## Exercise description
Every line of the data that contains the string "isContainJSONModule" must be copied.

## Dataset records
PR #5914, opened 2026-05-14
hide all vector set for version < 8.0 and when ff is off 

dantovska:
# What

Hide Vector Set key type from the Browser when it's not usable:
- On Redis < 8.0 (version doesn't support Vector Sets).
- When the `devVectorSet` feature flag is off.
Applies to both the key type filter dropdown and the New Key dropdown.

# Testing

1. On Redis < 8.0: "Vector Set" is absent from the filter and New Key dropdowns.
2. On Redis >= 8.0 with `devVectorSet` off: still hidden.
3. On Redis >= 8.0 with `devVectorSet` on: visible in both dropdowns.

---

> [!NOTE]
> **Low Risk**
> UI-only gating logic to hide/show a key type based on Redis version and a feature flag; low risk but could affect available dropdown options if the version/flag detection is wrong.
> 
> **Overview**
> Hides the **Vector Set** key type in the Browser unless *both* Redis is `>= 8.0` and the `devVectorSet` feature flag is enabled, applying to both the **New Key** type dropdown and the **key type filter** dropdown.
> 
> Refactors both dropdowns to derive option availability from option metadata (`minVersion` + optional `isEnabledSelector` evaluated against Redux state), adds typed option definitions, and extends tests to cover the new version/flag gating behavior.
> 
> <sup>Reviewed by [Cursor Bugbot](https://cursor.com/bugbot) for commit b4e3f3091ccc9d55281bfb7fbb5e19a85949000b. Bugbot is set up for automated code reviews on this repo. Configure [here](https://www.cursor.com/dashboard/bugbot).</sup>

### DIFF
--- a/redisinsight/ui/src/pages/browser/components/add-key/AddKey.tsx
+++ b/redisinsight/ui/src/pages/browser/components/add-key/AddKey.tsx
@@ -10,13 +10,21 @@ import {
   resetAddKey,
   keysSelector,
 } from 'uiSrc/slices/browser/keys'
-import { connectedInstanceSelector } from 'uiSrc/slices/instances/instances'
+import {
+  connectedInstanceOverviewSelector,
+  connectedInstanceSelector,
+} from 'uiSrc/slices/instances/instances'
 import {
   sendEventTelemetry,
   TelemetryEvent,
   getBasedOnViewTypeEvent,
 } from 'uiSrc/telemetry'
-import { isContainJSONModule, Maybe, stringToBuffer } from 'uiSrc/utils'
+import {
+  isContainJSONModule,
+  isVersionHigherOrEquals,
+  Maybe,
+  stringToBuffer,
+} from 'uiSrc/utils'
 import { RedisResponseBuffer } from 'uiSrc/slices/interfaces'
 
 import { Col, FlexItem, Row } from 'uiSrc/components/base/layout/flex'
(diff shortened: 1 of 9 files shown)


redisinsight/ui/src/pages/browser/components/add-key/AddKey.tsx
```diff
@@ -64,7 +78,21 @@ const AddKey = (props: Props) => {
...
 
-  const options = ADD_KEY_TYPE_OPTIONS.map((item) => {
+  const options = ADD_KEY_TYPE_OPTIONS.filter(
+    ({ minVersion, typeFeatureFlag }) => {
+      if (minVersion && !isVersionHigherOrEquals(version, minVersion)) {
+        return false
+      }
+      if (
+        typeFeatureFlag &&
+        !isDevelopment &&
```
ArtemHoruzhenko: Not sure that having feature enabled for dev mode makes sense tbh

ArtemHoruzhenko (dismissed):
looks good

redisinsight/ui/src/pages/browser/components/add-key/AddKey.tsx
dantovska: i changed it so this check is only in one place. anyway, we decided that while in development, it would be easier if we enable the flag by default so we don't switch it constantly.

pawelangelow (approved):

## Final answer
-import { isContainJSONModule, Maybe, stringToBuffer } from 'uiSrc/utils'
+  isContainJSONModule,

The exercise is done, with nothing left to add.